Issue #626, opened 2024-10-01
[BUG] Item OnFailure Callbacks Not Executed When Bulk Request Fails


kellen-miller:
### Is your feature request related to a problem?
I have been using the bulk indexing API and noticed that in the event a bulk request fails to reach OpenSearch, it is impossible to know which items were in that bulk request. Even if a failure callback is registered to an item, it is not executed. Only the bulk indexer's `OnError` function is executed, and the items are silently flushed from the worker's buffer.

### What solution would you like?
This results in the sender not knowing if an item successfully made it to Opensearch or not, which can result in data loss. I would like that on a bulk request failure, if an item in the buffer has a failure callback registered to it, it is executed and passed the bulk indexer error. I can open a PR if needed.

Specifically this error check:
https://github.com/opensearch-project/opensearch-go/blob/main/opensearchutil/bulk_indexer.go#L505-L511

Would become:

```go
func (w *worker) flush(ctx context.Context) error {
	// ...
	
	blk, err = w.bi.config.Client.Bulk(ctx, req)
	if err != nil {
		return w.handleBulkError(ctx, fmt.Errorf("flush: %w", err))
	}
	
	// ...
}
```

```go
func (w *worker) handleBulkError(ctx context.Context, err error) error {
	atomic.AddUint64(&w.bi.stats.numFailed, uint64(len(w.items)))

	if w.bi.config.OnError != nil {
		w.bi.config.OnError(ctx, err)
	}

	for i := range w.items {
		if w.items[i].OnFailure != nil {
			w.items[i].OnFailure(ctx, w.items[i], opensearchapi.BulkRespItem{}, err)
		}
	}

	return err
}
```

### What alternatives have you considered?
An external inbox pattern could be used, but that adds a lot of complexity when a simple code change could be used to mitigate this.

### Do you have any additional context?
Implementing this feature would allow developers to handle item-level failures more effectively, especially in applications where data integrity is paramount. It ensures that each item's failure is acknowledged and can be retried or logged as needed.

kellen-miller:
Also unrelated, but this comment is wrong and should probably be removed. It sets the `op` and `info` to the last key and value iterated through in the map, not the first.

https://github.com/opensearch-project/opensearch-go/blob/main/opensearchutil/bulk_indexer.go#L521-L527

dblock:
This looks like a bug. Want to try fixing it? Or even a failing test would be very useful.

kellen-miller:
[...]

PR #627, opened 2024-10-02
Execute item failure callback execution on bulk request error

kellen-miller:
### Description
Execute all bulk item failure callbacks (if they exist) in worker's buffer when a bulk request fails.

### Issues Resolved
Fixes https://github.com/opensearch-project/opensearch-go/issues/626

### DIFF
--- a/CHANGELOG.md
+++ b/CHANGELOG.md
@@ -19,6 +19,7 @@ Inspired from [Keep a Changelog](https://keepachangelog.com/en/1.0.0/)
 - Fix ISM Allocation field types ([#609](https://github.com/opensearch-project/opensearch-go/pull/609))
 - Fix ISM Error Notification types ([#612](https://github.com/opensearch-project/opensearch-go/pull/612))
 - Fix signer receiving drained body on retries ([#620](https://github.com/opensearch-project/opensearch-go/pull/620))
+- Fix Bulk Index Items not executing failure callbacks on bulk request failure ([#626](https://github.com/opensearch-project/opensearch-go/issues/626))
 
 ### Security
 
--- a/opensearchutil/bulk_indexer.go
+++ b/opensearchutil/bulk_indexer.go
@@ -338,7 +338,8 @@ func (w *worker) run() {
 			w.mu.Lock()
 
 			if w.bi.config.DebugLogger != nil {
-				w.bi.config.DebugLogger.Printf("[worker-%03d] Received item [%s:%s]\n", w.id, item.Action, item.DocumentID)
+				w.bi.config.DebugLogger.Printf("[worker-%03d] Received item [%s:%s]\n", w.id, item.Action,
+					item.DocumentID)
 			}
 
 			if err := w.writeMeta(item); err != nil {
@@ -503,11 +504,7 @@ func (w *worker) flush(ctx context.Context) error {
 
 	blk, err = w.bi.config.Client.Bulk(ctx, req)
 	if err != nil {
-		atomic.AddUint64(&w.bi.stats.numFailed, uint64(len(w.items)))
-		if w.bi.config.OnError != nil {
-			w.bi.config.OnError(ctx, fmt.Errorf("flush: %w", err))
-		}
-		return fmt.Errorf("flush: %w", err)
+		return w.handleBulkError(ctx, fmt.Errorf("flush: %w", err))
 	}
 
 	for i, blkItem := range blk.Items {
@@ -520,7 +517,7 @@ func (w *worker) flush(ctx context.Context) error {
 		item = w.items[i]
 		// The OpenSearch bulk response contains an array of maps like this:
 		//   [ { "index": { ... } }, { "create": { ... } }, ... ]
-		// We range over the map, to set the first key and value as "op" and "info".
+		// We range over the map, to set the last key and value as "op" and "info".
 		for k, v := range blkItem {
 			op = k
 			info = v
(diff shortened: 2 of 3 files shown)


kellen-miller:
I ordered the execution of the item failure callback before the execution of the bulk indexers `OnError` callback, but am open to feedback on if that should be reversed. My thought process was that a user of the library may have some code to shutdown/panic their application in the `OnError` callback, which would result in the item `OnFailure` callbacks to not be executed.

dblock (approved):
Looks good! 

Let's take this opportunity and add a few more tests to cover the edge cases (some may exist)?

- fails only some items and makes sure that `failedItems` is correct 
- checks that OnError is called every time, and only once, if there's at least one failure

dblock (changes requested):
Actually looking at the code I see https://github.com/opensearch-project/opensearch-go/pull/627/files#diff-84320628b2df1ee872c513a0e5a15df089c6116a5c2b6e8d4d577102e0bcb6c6R526 that calls `onFailure` below if the response is > 201. 

Something seems fishy ...

kellen-miller:
Correct that second `OnFailure` is called when the entire bulk request doesn't fail.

==========

Search the material above for lines containing the string "Action", then pull them out.

-				w.bi.config.DebugLogger.Printf("[worker-%03d] Received item [%s:%s]\n", w.id, item.Action, item.DocumentID)
+				w.bi.config.DebugLogger.Printf("[worker-%03d] Received item [%s:%s]\n", w.id, item.Action,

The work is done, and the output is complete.